林川澈径直走进来,觑见那束花,眼角轻挑,似笑非笑着吐槽道,“啧,苏停,你这花可真丑。”
出事以来,几乎罕见林川澈以这种语气神色打趣她。
苏停一时只觉可爱,笑笑说,“是啊,你的花怎么怎么丑?”
“我的花?什么我的花?”
苏停见林川澈还装模作样,扬起胳膊便想捏捏他的脸,“怎么,今天买了束丑花还不肯承认?”
“没买花啊。我刚放学过来啊。”林川澈俯下身凑过来,乖乖地任她捏圆搓扁,可面上惊异之色愈浓。

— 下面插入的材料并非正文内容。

PR #4814, opened 2025-05-08
Move program and observation queries to Api layer

rpiaggio:
Subscriptions not included yet.

### DIFF
--- a/.firebaserc
+++ b/.firebaserc
@@ -1,6 +1,6 @@
 {
   "projects": {
-    "default": "explore-gemini"
+    "default": "explore-gemini-dev"
   },
   "targets": {
     "explore-gemini": {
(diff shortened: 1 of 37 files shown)


.firebaserc
```diff
@@ -1,6 +1,6 @@
 {
   "projects": {
-    "default": "explore-gemini"
+    "default": "explore-gemini-dev"
```
rpiaggio, line 3: Unrelated change, attempt to erase the unused deployment in firebase.

toddburnside (approved):
Wow. We have a lot of api calls... LGTM

.firebaserc
rpiaggio: Yeah, that won't work. It's the name of the overarching project, not the site. We can't really remove the default site. I'll revert.

PR #4817, opened 2025-05-11
Move group, sequence and visit queries/subscriptions to API layer

rpiaggio:
Again, some components were moved to monadic style hooks in the process.


toddburnside (approved):
LGTM

PR #4821, opened 2025-05-12
Move almost all remaining ODB calls to API layer

rpiaggio:


explore/src/main/scala/explore/services/OdbObservationApiImpl.scala
```diff
@@ -362,3 +364,4 @@ trait OdbObservationApiImpl[F[_]: Sync](using StreamingClient[F, ObservationDB])
       .subscribe[F](obsId.toObservationEditInput)
       .raiseFirstNoDataError
       .ignoreGraphQLErrors
+      .map(_.throttle(5.seconds)) // TODO Do we want this in all subscriptions? Parametrize timeout?
```
toddburnside, line 367: What do we want the throttle for?

toddburnside: Ah, I see. This subscription only returns the obs id and is used as a trigger. The throttle works here, but I don't thing it would be good for subscriptions where we actually use the data from the subscription.

toddburnside (approved):
LGTM

explore/src/main/scala/explore/services/OdbObservationApiImpl.scala
rpiaggio: I agree, in the comment I mean "signal subscriptions".

PR #4822, opened 2025-05-13
OptionalEnumerated

toddburnside:
I started down the path of making a custom control for this situation, but thought this might be better. What do you think @rpiaggio and @cquiroz?

Also makes use of this for the F2ReadMode, which has a "default" of None.


toddburnside:
> I think the default is "Auto"

Well, the `display` for the default is "Auto", but the actual value is `None`.

rpiaggio (approved):
LGTM

PR #4823, opened 2025-05-13
Disable editing of observations in an "Executed" state.

toddburnside:
It turns out we were preventing editing of targets and asterisms for executed observations in explore, but not the observations themselves...

Unfortunately, we need to prevent editing the timing windows and constraints for executed observations on their respective tabs. I'll submit a new story for that.


rpiaggio (approved):
LGTM

PR #4829, opened 2025-05-14
[WIP] Establish mechanism to halt UI and reset cache in case of global errors

rpiaggio:


explore/src/main/scala/explore/ExploreLayout.scala
```diff
@@ -63,99 +66,113 @@ object ExploreLayout:
...
-                    <.span(
-                      "A new version of ",
-                      <.a(
-                        ExploreStyles.UpgradeLink,
-                        "Explore",
-                        ^.href   := s"https://github.com/gemini-hlsw/explore/compare/${utils.gitHash.orEmpty}...HEAD",
-                        ^.target := "_blank"
-                      ),
-                      " is available!"
+  private def useMountProgressiveWebApp(
```
cquiroz, line 111: Is this like a local hook?

rpiaggio: Yes, to organize the code a bit.

explore/src/main/scala/explore/services/OdbApiImpl.scala
```diff
@@ -10,7 +10,7 @@ import explore.utils.ToastCtx
 import lucuma.schemas.ObservationDB
 import org.typelevel.log4cats.Logger
 
-case class OdbApiImpl[F[_]: Async]()(using
+case class OdbApiImpl[F[_]: Async](resetCache: String => F[Unit])(using
```
cquiroz, line 13: is that function beig used?

rpiaggio: Not yet, but it will. I sent this cutoff PR to keep the size manageable.

cquiroz:
This is looking good, much better than the forever spinning wheel. 
In some cases, errors come because the backend changed but the local explorer build hasn't. I wonder if we should have a button there to force a reload of the PWA.
We can do that later.

cquiroz (approved):
LGTM

PR #4830, opened 2025-05-15
Process errors in mutations and queries

rpiaggio:
Bootstrap queries with cache resetting mechanism.

In most cases this is overkill and we could reload parts of the program cache instead of the whole thing. We can address that in the future.

Still missing:
- Handling of errors in edit events subscriptions.


explore/src/main/scala/explore/services/OdbApiHelper.scala
```diff
@@ -0,0 +1,61 @@
...
+      fa.raiseGraphQLErrorsOnNoData.processOdbErrors.resetCacheOnError
+
+  protected def drain[A, Id, R](
+    fetch:      Option[Id] => F[R],
+    getList:    R => List[A],
+    getHasMore: R => Boolean,
+    getId:      A => Id
+  ): F[List[A]] = {
+    def go(id: Option[Id], accum: List[A]): F[List[A]] =
+      fetch(id).flatMap(result =>
```
cquiroz, line 53: tailrec?

cquiroz (approved):
LGTM

cquiroz:
can't wait? you know we may need to fix those erros

explore/src/main/scala/explore/services/OdbApiHelper.scala
rpiaggio: I think that's done automatically in `F` land.

PR #4831, opened 2025-05-16
Process subscription errors, remove reset on some errors

rpiaggio:
This is the final PR in the series.

Some queries should not trigger a cache reload, this addresses it; as well as triggering a reset on errors in cache subscriptions.


toddburnside (approved):
LGTM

林川澈顿了顿,又轻咳一声,有点不好意思地说出一个在他看来非常肉麻,非常油腻,但此时此刻分外想喊的称呼,“宝贝你睡傻了?”
他扬扬手机屏幕,“你看,才12点20。”
苏停这才顿住动作,“我妈说的,你来过了呀。”
这时,门外传来一阵急切的敲门声。
两人这才发觉,哪里似乎有点不对,对视一眼,林川澈起身去开门。
房门打开,门外站着一对中年夫妇,满眼沧桑痛苦,可面上却含怯意与感激,手里紧紧捏着薄薄一张纸。
林川澈垂眸看去。
纸上首行赫然是叁个大字——谅解书。